Just google fried rice recipes for a million recipes. I'd rather eat fried rice than steamed rice almost any day! It's also a really good way to reuse left over rice.


----------



## Whiskadoodle (Jan 2, 2012)

Make rice pudding.    You can reheat it easily for breakfast. Like oatmeal with milk and brown sugar.   Set it in little piles and bake chicken breasts over it like a stuffing.  Stir in some onion or whatever before baking. 

Some fast food restaurant, I think Chipotle,  stuffs their burritos with rice.  I think that's cheating to make the burritos appear bigger.  But at home,  I think it sounds fine to me.  

I have never used a rice cooker,  and I make brown rice and several kinds of white rice.


----------



## Addie (Jan 2, 2012)

Cooking rice in a saucepan is so easy. Get rid of the rice cooker and cut your electric bill down. A half of cup of rice calls for one cup of water. The ratio is always two to one. But depending how cooked you like your rice, I would add another quarter cup of water. That amount of water will give you some room for error when you first start. And it only takes at most 20 minutes to cook that amount. Bring to a boil and then lower the heat to a simmer. Cover. Do not lift the cover for the first 15 minutes. You lose a lot of heat and steam when you do. Do not stir it until it is done. You can season it right in the pot by adding a bullion cube and a pat of butter at the begining.
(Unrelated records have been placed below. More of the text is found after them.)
PR #210, opened 2024-05-19
UI fix search bar

JeannedeM:
- [x]     Remove the 'Filter' Icon
- [x]     Put the 'Search' Icon at the left of the search bar when not clicked (instead of 'Filter')
- [x]     Deal with the decomposition of the search bar when clicked
- [x]     Make the querry text visible


ohamz (approved):
Nice fix for the search bar ! We can now see the text we're inputting.

JeannedeM:
Thanks for fixing the tests !

JeannedeM (commented):
Perfect and efficient fix, well done !

PR #216, opened 2024-05-19
Implement Offline mode

ohamz:
Implement Login and navigation through the app when no internet connection.

### Tasks : 

- [x] User can still log in without internet connection.
- [x] Update navigation to disable functionnality only avaible when having internet connection (ie. create the user flow in offline mode).

### Update: 
- [x] Adapt existing tests
- [x] TESTING time (offline)

## For reviewer(s):
Try to traverse all screens and functionalities of the app Online AND Offline in order to try and detect bugs or crashes. 
If you are not already signed in, you won't be able to sign in Offline.


app/src/main/java/com/android/feedme/model/data/RecipeRepository.kt
```diff
@@ -38,10 +41,22 @@ class RecipeRepository(private val db: FirebaseFirestore) {
...
+  fun addRecipe(
+      recipe: Recipe,
+      context: Context = FirebaseFirestore.getInstance().app.applicationContext,
+      onSuccess: () -> Unit,
+      onFailure: (Exception) -> Unit
+  ) {
+    // Check if the user is offline
+    if (!isNetworkAvailable(context)) {
+      Log.d("addRecipe", "Offline mode: Cannot add recipe")
+      return
```
fdejean, line 57: `isNetworkAvailable` is a clever implementation, but why are you not calling onFailure before returning ?

fdejean (commented):
Excellent job!
The app let me login while being offline, then upon deleting my cache and phone data, the app did not let me logging again as expected :)

However a side effect I saw during testing : Multiple `Toast` stack.
Hence while navigating, I had the pop-up open for the whole time I was using the app...

app/src/main/java/com/android/feedme/model/data/RecipeRepository.kt
ohamz: If I call onFailure it would throw exceptions in the logs, that's not what we want since this is an intended functionality.
However, I agree that the Toasts are stacking up, that's because I'm displaying it whenever the method isNetworkAvailable, is called and returns false, maybe I should display the Toast somewhere else.

fdejean: No, onFailure does not throw an exception, it's a function defined by the caller.
Hence it can be used to do pattern matching on the exception and display information in a more friendly way.

Not calling onFailure could break the app for feature that need a answer, such as generatedRecipe as we are waiting for an answer with a "loading",  yet if nothing happen, the app may be stuck in this loading state  forever....

However, I don't think such a loading has been implemented yet, that's why I did not require change.

ohamz:
> However a side effect I saw during testing : Multiple `Toast` stack.

This should be fixed now :) 
Tell me if it's better now or not.

fdejean:
> > However a side effect I saw during testing : Multiple `Toast` stack.
> 
> This should be fixed now :) Tell me if it's better now or not.

There is no more spam, and navigation does not create a toast anymore!
I will re-review once you respond my initial review comment

app/src/main/java/com/android/feedme/model/data/RecipeRepository.kt
ohamz: So you want me to call the method's `onFailure` each time the network connection is checked and unavailable ?

fdejean: > So you want me to call the method's `onFailure` each time the network connection is checked and unavailable ?

It would be the ideal but I think the current implementation work for now. 
It's the best-way without spending too much time checking all the caller ^^

fdejean (approved):
Perfection!

ohamz:
Got 81% total line coverage :)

They will be absorbed by the rice. Fluff with a fork when it is done.


----------



## Steve Kroll (Jan 2, 2012)

I don't mind having leftover rice. In fact, I sometimes make extra just to have leftovers. It can be used for a lot of things. Besides fried rice, which has been mentioned, you can also blend it with vegetables or ground beef to make a stuffing for bell peppers or cabbage rolls. Or blend it with a can of black beans for a tasty side dish. Or use it to make rice pudding. It's a very versatile ingredient.


----------



## Zereh (Jan 2, 2012)

I don't have good luck with rice on my stove-top. Never have. I love my rice cooker. The cheap ones make rice just as deliciously as the expensive ones, the biggest different I've noticed is that the more expensive ones can keep the rice @ "warm" for a longer period of time. 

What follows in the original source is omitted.